However, it is not always enlightening to follow Chick as he tries to balance the duties of personal friend and public advocate for a life. Perhaps the central problem with the novel is that Ravelstein himself is neither accessible nor inaccessible enough, neither satisfactorily explored nor fascinatingly unknowable; in Chick's reminiscence, he is as distant from Johnson as he is from Gatsby, despite an echo of Fitzgerald which cannot be wholly coincidental (“From my bedroom window I looked across to what had once been Ravelstein's place. You saw the lights.

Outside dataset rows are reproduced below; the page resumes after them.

PR #4687, opened 2021-04-06
Sec locker room upgrade (Metastation)

Aurelien3189:
Slight changes and expansion to the metastation security prep rooms to be more friendly to traffic

image
1. Moved EVA equipment from security prep to its own room, using the Gear Storage door used on Icebox station's EVA storage. Also adds bio and bomb suit lockers. Adds practice laser carbines
2. Expanded locker room width by one tile. All lockers are on one side, toolboxes and tables moved on the other side, with added crowbars and hand labeller
3. moved the shutters to the armoury so that they'd enter to the two tile wide space, for better traffic flow

### DIFF
--- a/_maps/map_files/MetaStation/MetaStation_skyrat.dmm
+++ b/_maps/map_files/MetaStation/MetaStation_skyrat.dmm
@@ -3286,13 +3286,16 @@
 	},
 /area/security/prison)
 "ank" = (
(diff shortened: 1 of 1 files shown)


Gandalf2k15:
https://github.com/Skyrat-SS13/Skyrat-tg/pull/4695

PR #5541, opened 2021-05-08
Deltaprison tiny fix

Aurelien3189:
Makes a few additions to the deltastation prison:
image

1) Replaced the book visitor console with the one that can actually print books
2) Added a push broom to the cleaning pile, a plant analyzer to the garden, a trash bin to the cafeteria, and a set of candles for when the lights inevitably go out
3) Made the floor decals in the right side cells match the left side cells (my bad)
4) Put some lattices in front of the grille shields because why not


Aurelien3189:
Huh, that's odd, I've never had that error before. What is it?

PR #5627, opened 2021-05-13
[NONMODULAR] Should fix sechuds wrt. alt titles

FlamingLily:
## About The Pull Request
fix

## Why It's Good For The Game
fix

## Changelog
:cl:
fix: Sechuds and Alt titles
/:cl:


FlamingLily:
Actually there both:
is no bug
this would mean IDs w/o a trim but still labelled as a job would mess up on sec huds

PR #5665, opened 2021-05-13
[NONMODULAR]Slaugher demons no longer RR

Vizoplez:
## About The Pull Request
RR bad, funny bus good

## Why It's Good For The Game
yes

## Changelog
:cl:
tweak: (S)laughter demons no longer gib
/:cl:

### DIFF
--- a/code/modules/antagonists/slaughter/slaughter.dm
+++ b/code/modules/antagonists/slaughter/slaughter.dm
@@ -1,5 +1,5 @@
 //////////////////Imp
-
+//FILE WAS SKYRAT EDITED TO PREVENT ROUND REMOVAL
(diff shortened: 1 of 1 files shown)


NullDagaf:
Besides the "slaughter demons should rr" rants I could go on about.
Enlighten me, how does this affect laughter demons? As far as I know, they specifically cost less, BECAUSE they don't gib.

Unless we don't have these, in which case.. IDK, still adjust their cost then. [insert rant about how slaughter demons should rr]

Vizoplez:
fails due to unrelated error

Funce (approved):
_Re-runs job_
What error?

PR #5441, opened 2021-05-04
[SEMI-MODULAR] Re-adds the stock market for cargo

DuffCreeper:
## About The Pull Request

So uh, this was stupidly easy to bring back. Anyway this basically adds the stock market for cargo to fuck with and either earn money or lose it

## Why It's Good For The Game

So this gives cargo a new (old) gimmick to fuck with and another way to earn money other than people throwing stuff at them.
Nothing is changed about this and should perform exactly the same as the day TG removed it.

You will find the circuitboard can either be printed or be found in the QMs locker roundstart. Reason being so cargo techs dont just yeet all the money into stocks round start, having it in the QMs locker gives them some form of control.

But uh yeah, not sure what else to say about this. Anyone who used it before will know exactly what it is

## Changelog
:cl:
add: Re-added the stock market to cargo. You can find the board in the QMs locker round start or print it. Remember, sell high buy low
/:cl:

PR #5697, opened 2021-05-14
Reverts #5441 (Stock Market)

YakumoChen:
## About The Pull Request

Reverts #5441

## Why It's Good For The Game
image
**No.**

## Changelog
:cl:
del: Removed stock market.
/:cl:


DuffCreeper:
Cargo got rich once so the only option is to remove it?

The code has numerical values that can be changed.
Ontop of that it's a 'simulated' stock market that just uses RNG. If them becoming rich is a recurring problem then knowing how and why would be more beneficial than just removing it. For all we know it can be a result of someone just doing regular stock things. Selling high, buying low, buying the news etc.

It can't be manipulated either from an admin side by varediting to cheat since there's nothing to look at. As someone who has used the stock market before irl, there's plenty of factors that can change a price and without knowing anything about how they got the end result. I can't determine if it's someone just dedicating themselves to it, someone getting insanely lucky or a possible bug causing a stock to spike further than it should.

Arctaisia:
Suddenly removing something because one bad thing happened is not a very mature course of action, as a developer you should be seeing how to refine it to be better. As a staffmember, I expect our developers to know this, and to only remove when something is beyond repair.

YakumoChen:
Getting a million credits is a litmus test for cargo exploits, much less being able to get dozens of them. It's clear just by that screenshot alone that something like the stock market is likely to be wildly imbalanced for cargo. They have several ways of gaining credits legitimately, especially bounties. Something likely to be that wildly unstable is not what cargo should consider healthy for a round.

YakumoChen:
I remember when it existed on TG as well and this was a regular occurrence. It's not any kind of bug, it's just the stock market being wildly abusable to gain far more credits than any one round should have.

DuffCreeper:
> Getting a million credits is a litmus test for cargo exploits, much less being able to get dozens of them. It's clear just by that screenshot alone that something like the stock market is likely to be wildly imbalanced for cargo. They have several ways of gaining credits legitimately, especially bounties. Something likely to be that wildly unstable is not what cargo should consider healthy for a round.

Except for it's a one case scenario, while more are expected to happen the question is, how often. If it ends up being once every.. week etc then it's rare as fuck. Anyway it's not much of an exploit in this case due to as I said it being a RNG system. A stock can only go up or down in simple terms. News affects that but there's no way of being able to exploit the news because the game will essentially RTD for an outcome when it happens.

It needs to be balanced yes but I need something more than a photo of rich cargo. Because there's a lot of factors and without knowing those factors then I can't hit a bullseye on the exact problem.

YakumoChen:
It's from round 1738 if there's any logging (you did add logging, right?), but when I ahelped why it happened the only response I got was "stock market moment".

Or you can ask TG, or Goofball, the one who made this, but you're unlikely to get any good answers from either since goof is a pretty one-track-mind coder and TG removed it almost immediately for being unbalanced as hell.

GoldenAlpharex:
After looking a bit at the code with Duff, we believe we might have found an easy fix for this, so this should hopefully not be necessary.

Lyroy:
If it helps any, I was the QM taking care of the stock market during that round. 

I practically spent all the shift micro-managing them, but most importantly I noticed some of the stocks were just going crazy. For example (as I explained on the ahelp) one that was sitting at 13.3 suddenly jumped to 11000 value, and from there instantly up to 450000 (what I assume is the cap). It was always the same 2 or 3 stocks, fluctuating between comfortably sitting at the cap, going down to around 300k and then shooting back up. The other values seemed to be fine.

YakumoChen:
If you can, that's great, but I really don't believe it's healthy for cargo. If they're getting more than hundreds of thousands of credits in a single shift, that's too many.

GoldenAlpharex:
> If you can, that's great, but I really don't believe it's healthy for cargo. If they're getting more than hundreds of thousands of credits in a single shift, that's too many.

We're going to lower the cap from 450 000 credits to like 2000-3000 credits per share.

DuffCreeper:
#5702 Market is capped to 5k. If it continues to be an issue that becomes constant i'll drop it further to 3k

There were no more parties.”) Of course, this being a Bellow novel, there are sequences of great beauty and accomplishment, whether Chick's final memory of Ravelstein listening to classical music amid the sound of feral parrots (“gesturing because he can't be heard in all this bird-noise”), or his philosophical wisecracks: “I was not about to get into the rink with this Sumo champion representing Platonic metaphysics. One bump of his powerful belly and I'd be out of the brilliant ring and back again in the noisy dark.”

The reference to “Platonic metaphysics” here is not accidental. Bellow has explored in previous novels the idea (given brilliant form in Dicken's fiction) that people might live on in the influence of their attachments and kindnesses: Henderson, for example, flees the Wariri with the lion cub supposed to contain the soul of dead king Dahfu. In Ravelstein, the central motif—one that is a little too hard to miss—is the metaphor from Plato's Symposium, of halved hermaphrodite souls (“So that generation after generation we seek the missing half, longing to be whole again”). Bellow fills the novel with doubles and double acts: the gay Ravelstein and the twice-married Chick, vaudeville comedians, two African-American Michaels (Jackson and Jordan), even Chick's first wife, Vela, checking herself obsessively in the mirror, like Anna Coblin in The Adventures of Augie March. Although he never quite gets round to proving “Our almost-instinct almost true: / What will survive of us is love”, Bellow sets isolation and separation alongside oases of solidarity so often that the inference is hard to avoid. There are glimpses in Ravelstein of the great novel on age, death and friendship it could have been, but—and this is almost unprecedented in Bellow's writing—it is hard to get as interested in Ravelstein and Chick as the author would like us to be. The structure is all in place, yet never quite coheres in practice to sustain Bellow's meditations.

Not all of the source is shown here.